Но тот опыт Эмер изменил: казалось, она теперь знает, что есть пространства, куда нам обычно нет хода, там действуют другие законы, и физические, и духовные. Такой вот сон, чуяла она, был у нее этой ночью. Такой, что позволяет разделенным мирам – миру грёз, яви и чему-то промежуточному – на миг соприкоснуться. Мертвый сон мертвых.
Что же ей снилось? На тумбочке стояла плошка с растаявшим мороженым. Она помнила, что зачем-то хотела посмотреть Фэллона, однако, судя по всему, уснула. Помнила карлика и сделку; пусть и понимала, что вслух слово “карлик” ей говорить не следует, произносить же его про себя казалось допустимым. У карлика был ирландский акцент и волшебная телефонная трубка. Эмер взяла в руку свой телефон. Проглядела фотоснимки – отец, друзья, картинки с работы, подборка стикеров “сохраняй спокойствие и заполни прочерк”. Ничего странного. Айзек Хейз пел “Иди мимо”, но на деле имел в виду “прошу тебя, останься”… ах да, во сне у нее был парень. Карлик им был? Нет. Человечек был кем-то еще. Ее парень – вот как она поняла, что это все ей приснилось.
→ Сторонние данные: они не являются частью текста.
PR #837, opened 2020-06-16
Added ZipArchive::OPSYS_* constants

staabm:
list generated using

```php
<?php
echo '<pre>';

$refl = new ReflectionClass(ZipArchive::class);
$const = $refl->getConstants();
foreach($const as $name => $val) {
    if (strpos($name, 'OPSYS') === 0) {
       echo "
	/**
	 * @link https://www.php.net/manual/en/zip.constants.php#ziparchive.constants.opsys.default
	 * @since 5.6
	 */
	 const ". $name . " = ". $val. ";
	 ";
    }
}
```

### DIFF
--- a/zip/zip.php
+++ b/zip/zip.php
@@ -306,7 +306,133 @@ class ZipArchive implements Countable {
 	 */
 	const EM_AES_256 = 259;
 
-    /**
+	/**
+	 * @link https://www.php.net/manual/en/zip.constants.php#ziparchive.constants.opsys.default
+	 * @since 5.6
+	 */
+	 const OPSYS_DOS = 0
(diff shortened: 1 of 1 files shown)


staabm:
can someone take care of the CS problems? I guess you can easily do it with some automation?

Открыла ноутбук, завела новый файл, назвала “Большой Сон” и набросала кое-какие воспоминания, хотя, по мере того как сон таял, некоторые образы, возможно, уже оказывались вольными ассоциациями или толкованиями задним числом – карлик (на этот раз она набрала слово на экране, и ей от этого стало так себе – но сон же это был, а сны не помуштруешь, думала она, не надо тут судить, пусть будет как есть), волшебный телефон карлика, пауки, там были пауки – или паук, смерть, кто-то мог умереть, любовь, Нобу (Нобу?), да, Нобу (и все блекло, блекло, она уже сомневалась, не выдумывает ли остальное), автомобильная авария, что-то там в рост, сиднем… и… и… ничего не осталось.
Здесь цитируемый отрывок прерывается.